Reflections on FastFlowConf 2025: Aligning Autonomy, Flow, and Value for Better Engineering
Earlier this month, I had the pleasure of attending FastFlowConf 2025 in Den Bosch, The Netherlands. It was a day packed with compelling talks, fresh perspectives, and meaningful conversations around building better software—faster, and with more purpose.
As an engineering director at Essent, I’m constantly seeking ways to improve how we build and deliver value. Among the many excellent sessions, three talks stood out to me for their direct relevance to the challenges and opportunities we face in modern product engineering. Each talk addressed a different angle, but together they formed a powerful theme around autonomy, flow, and delivering true value.
From Inside Out to Outside-In – Rich Allen
Rich Allen’s session focused on a mindset shift that resonated deeply with me: moving from an inside-out way of working—where teams optimize internal processes—to an outside-in approach that centers on user needs.
He introduced User Needs Mapping, a practical framework that helps teams uncover what truly matters to users—both external and internal—and align their work accordingly. What I found especially compelling were the real-world examples that revealed how misalignments create unnecessary complexity, and how bringing clarity around value can unlock better collaboration and autonomy.
This talk was a powerful reminder that internal efficiency means little if it doesn’t lead to external impact. The key is focusing on what users care about and structuring teams and priorities around that.
How Flow Works – James Lewis (Thoughtworks)
James Lewis delivered a mind-expanding talk that blended Information Theory, Complexity Science, and practical software delivery. He explored the foundations behind practices like small batch sizes, microservices, and team topologies—not just as modern best practices, but as tools to improve the flow of value.

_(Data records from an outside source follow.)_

PR #65, opened 2020-07-08
Connected profile page update to Person servlet

apluscs:


src/main/webapp/profile.html
```diff
@@ -45,28 +45,28 @@ <h1 class="text-center">Your Profile</h1>
...
             <!-- TODO: replace with user's actual email -->
-            <input type="text" readonly class="form-control-plaintext" id="user-email" value="tess@gmail.com">
+            <input type="text" readonly class="form-control-plaintext" id="user-email" value="tess@gmail.com" name="user-email">
           </div>
         </div>
         <div class="form-row">
           <div class="col-md-6 mb-3">
             <label for="first-name-field">First name</label>
-            <input type="text" readonly class="form-control-plaintext editable" id="first-name-field" placeholder="First name" value="Tess" required>
+            <input type="text" readonly class="form-control-plaintext editable" id="first-name-field" placeholder="First name" value="Tess" required name="first-name">
```
meagancheese: Long line

src/main/webapp/profile.html
```diff
@@ -45,28 +45,28 @@ <h1 class="text-center">Your Profile</h1>
...
           </div>
           <div class="col-md-6 mb-3">
             <label for="last-name-field">Last name</label>
-            <input type="text" readonly class="form-control-plaintext editable" id="last-name-field" placeholder="Last name" value="Ter" required>
+            <input type="text" readonly class="form-control-plaintext editable" id="last-name-field" placeholder="Last name" value="Ter" required name="last-name">
```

One highlight for me was the insight that flow isn’t just a buzzword—it’s quantifiable, and it’s crucial. James challenged us to think about how work actually works, and how delays, dependencies, and large batch sizes degrade our ability to get valuable software into users’ hands quickly and reliably.
His talk reinforced something we often sense intuitively: when teams can reduce friction and work in smaller, autonomous units, value flows faster and more predictably.
Autonomy, Is That What We Really Want? – Evelyn Van Kelle & Kenny Baas-Schwegler
Evelyn and Kenny tackled a nuanced but vital topic: autonomy in tech, and the risks of mistaking it for individual independence. They made a strong case that while autonomy is a key motivator (à la Daniel Pink’s Drive), it can sometimes lead to isolation—in code, in teams, and across the organization.
Through examples from various levels—code, team, organization—they showed how our push for autonomy can result in both technical and social disconnects. Their proposed solution: polarity management, a mindset and approach to balance the needs of the individual with the cohesion of the collective.
I appreciated how this talk reframed autonomy not as a binary, but as a tension to manage. In the end, real autonomy flourishes within a shared context, not in a vacuum.
The Bigger Picture: Autonomy, Flow, and Value
While these three talks tackled different layers of software delivery—strategic alignment, system flow, and team dynamics—they all converged on a shared idea:
True autonomy, improved flow, and a relentless focus on value are what create winning engineering cultures.
- Without understanding user needs, autonomy drifts and effort is wasted.
- Without flow, even valuable ideas get stuck in queues and dependencies.
- Without autonomy, teams can’t act on insights quickly enough to make a difference.
FastFlowConf 2025 left me energized and inspired, not just with tools and theory, but with a renewed commitment to help build a culture where autonomy is grounded, flow is nurtured, and value is clear.